Thirty-one (52%) patients received a dose of intravenous TCZ; 24 (77%) were male, mean age of 63 (SD: 14.3) years (range: 29–85), a mean time of progression of symptoms upon admission of 9.7 (SD: 6.8) days and of admission of 11 (3.8) days (Fig. 2).

Figure 2.

Percentage of patients admitted to the ICU, according to the treatment received. (BARI: baricitinib. TCZ: tocilizumab).

(0.1MB).

Twenty (65%) patients received a dose of TCZ monotherapy (Group 2). The PaO2/FiO2 average previous receive TCZ and at discharge was: 221 (114.9) vs 222 (150.9). Thirteen (65%) patients required ICU and 4 (20%) died, in the first 15 days of admission there were no differences between the BARI and TCZ groups in monotherapy, except in the RR at discharge (Table 1).

Eleven (18%) patients received TCZ and BARI (Group 3). The PaO2/FiO2 average prior to receiving TCZ and at discharge was: 224 (103) vs 188 (136). Three (27%) patients required ICU and died, two of them in the first 15 days of admission (Table 1).

When comparing the 31 patients who received TCZ to the 29 (48%) patients who had not, the group receiving TCZ at admission was younger: 63 (SD: 14) years vs 71 (SD: 14) years (p<0.05), had higher temperature: 37.9°C (SD: 0.9) vs 37.1°C (SD: 1) (p<0.05), were treated shorter time with BARI: 2.8 (SD: 2.5) vs 6 (2.6) days (p<0.0001) in patients treated with BARI monotherapy (Fig. 1); and before starting BARI, had lower PaO2/FiO2 (108.5 [67.7] vs 165 [66.0], p=0.06).

Patients not treated with Baricitinib or Tocilizumab

In the group of 17 (28%) patients who did not receive any of the anti-cytokine drugs (Group 4), 11 (65%) were male, mean age of 71.8 (SD: 14.8) years (range: 41–91; 76% >70 years old), a mean time of progression from symptoms upon admission of 6.1 (SD: 4.8) days, and of admission of 9.1 (2.5) days. The PaO2/FiO2 average at admission and at discharge was: 319 (193.8) vs 330 (183). None of the patients required ICU admission. However, 6 (35%) patients died, 3 (50%) of them in the first 15 days of admission (Table 1).

When comparing the patients of this group to patients who received BARI monotherapy, patients treated with BARI had a significantly higher LDH level upon admission (555 [SD: 221.5] vs 316 [SD: 165], p<0.01) and at discharge (512 [SD: 314.7] vs 278 [SD: 109.3]), p<0.05), and lower PaO2/FiO2 level upon admission (167 [SD: 82.3] vs 276 [SD: 83.2], p<0.01) and at discharge (214 [SD: 74.3] vs 330 [SD: 183], p<0.05). In both groups, none of the patients required admission to the ICU (Table 1).

When comparing the patients of this group with patients who received TCZ monotherapy (Table 1), patients treated with TCZ significantly presented upon admission, a higher percentage of bilateral radiological pneumonia (20 [100%], vs 13 [76%], p<0.05), higher temperature (38.1°C [SD: 1.0] vs 37.1°C [SD: 1.1], p<0.01), and higher LDH level (472 [SD: 235] vs 316 [165], p<0.05).

Discussion

COVID19 infection causes mild illness in most patients. However, approximately 20% of patients can progress to SARS due to the appearance of IP, sepsis, or septic shock, requiring admission to an ICU in about 5% of cases.27 Since many people become infected within a short period of time, it can lead to a health care collapse.

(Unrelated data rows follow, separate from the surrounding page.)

PR #28, opened 2019-02-12
test(telepresence): tests proper parameter delegation

bartoszmajsak:
Adds tests verifying if we pass arguments to `telepresence` correctly.

This is achieved by swapping actual `telepresence` binary with test double - simple executable printing out all the arguments which were passed. That's achieved by Ginko's `gexec.Build` invoked before suite which builds a simple program included in this PR (`test/echo/telepresence/main.go`) and makes it `telepresence` command available in the `$PATH`.

In addition structure of Specs has been slightly changed.

### DIFF
--- a/cmd/ike/cmd/develop_test.go
+++ b/cmd/ike/cmd/develop_test.go
@@ -4,6 +4,9 @@ import (
 	"os"
 	"path"
 
+	"github.com/onsi/gomega/gexec"
+	"github.com/spf13/afero"
+
 	. "github.com/aslakknutsen/istio-workspace/cmd/ike/cmd"
 
 	. "github.com/aslakknutsen/istio-workspace/test"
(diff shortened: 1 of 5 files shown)


cmd/ike/cmd/develop_test.go
```diff
@@ -26,23 +28,23 @@ var _ = Describe("Usage of ike develop command", func() {
...
-		telepresenceBin := TmpFile(GinkgoT(), "telepresence", "echo 'telepresence'")
-		_ = os.Setenv("PATH", path.Dir(telepresenceBin.Name()))
+		telepresenceBin, err := gexec.Build("github.com/aslakknutsen/istio-workspace/test/echo/telepresence")
+		Expect(err).ToNot(HaveOccurred())
+		_ = os.Setenv("PATH", path.Dir(telepresenceBin))
 	})
 
 	AfterSuite(func() {
 		_ = os.Setenv("PATH", originalPath)
-		CleanUp(GinkgoT())
```
bartoszmajsak: This was moved to `AfterEach` in config spec.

The current treatment of patients with IP by COVID19 is a challenge for clinicians. Pharmacological treatment is not based on the results of clinical trials, but on previous experiences with other viral infections. There are studies that demonstrate a direct relationship between IL6 level and patient severity.28 Hence the interest in using drugs with anti-IL6 activity, such as TCZ, in these patients.

In general, TCZ was used after the first published efficacy data in China, due to its anti-IL6 action in the “cytokine storm”, in patients with IP and SARS.17 Given the possibility of difficulties in its supply in that time, the possible benefit of another drug with anti-IL6 action, such as BARI, administered orally, was assessed at our center at an early stage of respiratory failure due to COVID19.

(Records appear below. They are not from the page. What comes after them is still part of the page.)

PR #34, opened 2019-02-19
feat(develop): introduces watch functionality

### LINKED ISSUE #22: Watching file changes to re-run the dev mode process
When changes are made on the files in the specified locations we should rebuild the project if defined how and re-run telepresence session.

This should be enabled if `ike develop` has `--watch` flag provided (or is set in the cfg file). This should be a list of directory patterns to observe and re-run the build and telepresence process when a change occured.

By default both `build` and `run` steps are executed when calling `ike develop`, unless `--run-only` flag is specified.

bartoszmajsak:
#### Why

To seamlessly restart `telepresence` when changes occur.

#### What

* `ike develop --watch [directories] --watch-exclude [glob patterns]`
* `ike develop --build [command]`

#### What's not in (yet)

* `.gitignore` support - if present in the directory should be added to exclusions

#### Testing

There's one special group of tests which I want to elaborate on a litte. 

When a file on observed path changes, watch does following:

  * re-runs `build` command (unless `--no-build` specified)  (in our tests we use `mvn`)
  * stops `telepresence` process (if it's running)
  * starts `telepresence` process
  
For testing purposes, I've introduced a simple [`echo` program](https://github.com/aslakknutsen/istio-workspace/blob/54908444413cf03da1751d5b95fe1e338cf5aa71/test/echo/main.go) which prints out passed commands. This is later used in tests to verify if the particular command was executed. For example when we change file under watch, we expect that `mvn clean install` was invoked twice. We use this binary in three flavors:

   * as stub for `mvn`
   * as stub for `telepresence`
   * as stub with delay for `telepresence` - to simulate the running process. This simply sets process to sleep for defined duration before exiting

Those binaries as compiled `BeforeSuite` and used across test cases through `$PATH` substitution.

https://github.com/aslakknutsen/istio-workspace/blob/54908444413cf03da1751d5b95fe1e338cf5aa71/cmd/ike/cmd/develop_test.go#L36-L41

In case of watch test cases, I couldn't find a better approach than:

  * start "delayed telepresence" in a goroutine
    * on completion sends output to test channel used in the test
  * sleeps for few milliseconds (but shorter than "delayed telepresence" runs
  * makes changes in the watched file
  * waits until channel receives output and inspect what was printed

See concrete example:

https://github.com/aslakknutsen/istio-workspace/blob/54908444413cf03da1751d5b95fe1e338cf5aa71/cmd/ike/cmd/develop_test.go#L266-L292

Closes #22


cmd/ike/cmd/develop.go
```diff
@@ -2,53 +2,106 @@ package cmd
...
+
+			if cmd.Flag("watch").Changed {
+				slice, e := cmd.Flags().GetStringSlice("watch")
+				if e != nil {
+					return e
+				}
+
+				w, err := watch.NewWatch().
+					WithHandler(func(event fsnotify.Event, done chan<- struct{}) error {
+						_, _ = cmd.OutOrStdout().Write([]byte(event.Name + " changed. Restarting process.\n"))
```
bartoszmajsak: This is temporary workaround to be able to inspect the output in the buffer used in tests.

I will work on the proper solution next.

bartoszmajsak:
#### Tasks

- [ ] batch `fsnotify` events to avoid too many restarts
- [ ] fix logging / output inspection for testing https://github.com/aslakknutsen/istio-workspace/pull/34#discussion_r258048595
- [ ] rework watch to not restart the whole tp process, but be the command executed by `--run` from telepresence instead
- [ ] explain how to pass multi-value flags (e.g. `--run`)
- [ ] **NICE TO HAVE** smoke test agaisnt real cluster and real TP

cmd/ike/cmd/develop.go
```diff
@@ -107,6 +109,7 @@ func NewDevelopCmd() *cobra.Command {
 	developCmd.Flags().Bool("no-build", false, "always skips build")
 	developCmd.Flags().StringSliceP("watch", "w", []string{currentDir()}, "list of directories to watch")
 	developCmd.Flags().StringSlice("watch-exclude", excludeTpLog, "list of patterns to exclude (defaults to telepresence.log which is always excluded)")
+	developCmd.Flags().Int64("watch-interval", 500, "watch interval (in ms)")
```
aslakknutsen: Don't think I would have exposed this. Does a user really care?

cmd/ike/cmd/develop.go
```diff
@@ -107,6 +109,7 @@ func NewDevelopCmd() *cobra.Command {
 	developCmd.Flags().Bool("no-build", false, "always skips build")
```
aslakknutsen: why a -build and a -no-build? Why isn't "no-build" just not having a -build?

cmd/ike/cmd/develop.go
```diff
@@ -107,6 +109,7 @@ func NewDevelopCmd() *cobra.Command {
...
 	developCmd.Flags().StringSliceP("watch", "w", []string{currentDir()}, "list of directories to watch")
 	developCmd.Flags().StringSlice("watch-exclude", excludeTpLog, "list of patterns to exclude (defaults to telepresence.log which is always excluded)")
```
aslakknutsen: how about *.log? But I guess default should be .gitignore?

cmd/ike/cmd/develop_test.go
```diff
@@ -268,6 +268,8 @@ var _ = Describe("Usage of ike develop command", func() {
 					"--build", "mvn clean install",
 					"--port", "4321",
```
aslakknutsen: We can see if we can automap the port based on DC config or Run config

cmd/ike/cmd/develop.go
bartoszmajsak: Yeah, I was more thinking about handling `.gitignore` and assume it's there. But we can always have set of defaults regardless. That makes sense.

cmd/ike/cmd/develop.go
bartoszmajsak: b/c you might have it in the config - still I can try to resolve that case but thought that would be more explicit.

cmd/ike/cmd/develop.go
bartoszmajsak: Right, maybe it's only useful for tests.

cmd/ike/cmd/develop_test.go
bartoszmajsak: Could you open issue for it?

cmd/ike/cmd/develop.go
bartoszmajsak: Made it hidden 7626fe9

cmd/ike/cmd/develop.go
bartoszmajsak: Made it hidden 7626fe9

cmd/ike/cmd/develop.go
aslakknutsen: ah, ic...

cmd/ike/cmd/develop_test.go
aslakknutsen: https://github.com/aslakknutsen/istio-workspace/issues/35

Initially, BARI was introduced in our center for patients waiting to start TCZ, at a dose of 2mg daily, due to the age of the patients and the presence of high levels of D-dimer. Subsequently, since all patients received prophylactic doses of low molecular weight heparin, it was changed to 4mg daily, without finding relevant differences between both doses.

As expected, in our study patients receiving BARI and/or TCZ, presented more serious data upon admission, especially PaO2/FiO2. However, in the group who received BARI monotherapy, with the worst PaO2/FiO2 at admission, none of the patients was admitted to the ICU, as occurred in the group that was not treated with BARI and/or TCZ. Therefore, 3 patients, with PaO2/FiO2<200), received BARI before adding TCZ and continued to receive BARI at the same dose (sequential treatment), not requiring admission to the ICU. Regarding mortality, no differences were detected between all groups. On the other hand, patients who received TCZ, had the worst clinical evolution and therefore there was a higher percentage who entered the ICU, but with similar mortality. In addition, patients with poor clinical evolution or those did not respond to BARI, received TCZ, and presented a higher percentage of admission to ICU than the other groups.

These results could reinforce the idea of introducing BARI early, at the beginning of respiratory failure, measured with PaO2/FiO2, and TCZ could be add, if there is no clinical response and PaO2/FiO2 worsening, to prevent the need for ICU admission. On the other hand, a sequential treatment (BARI-TCZ-BARI) could be considered.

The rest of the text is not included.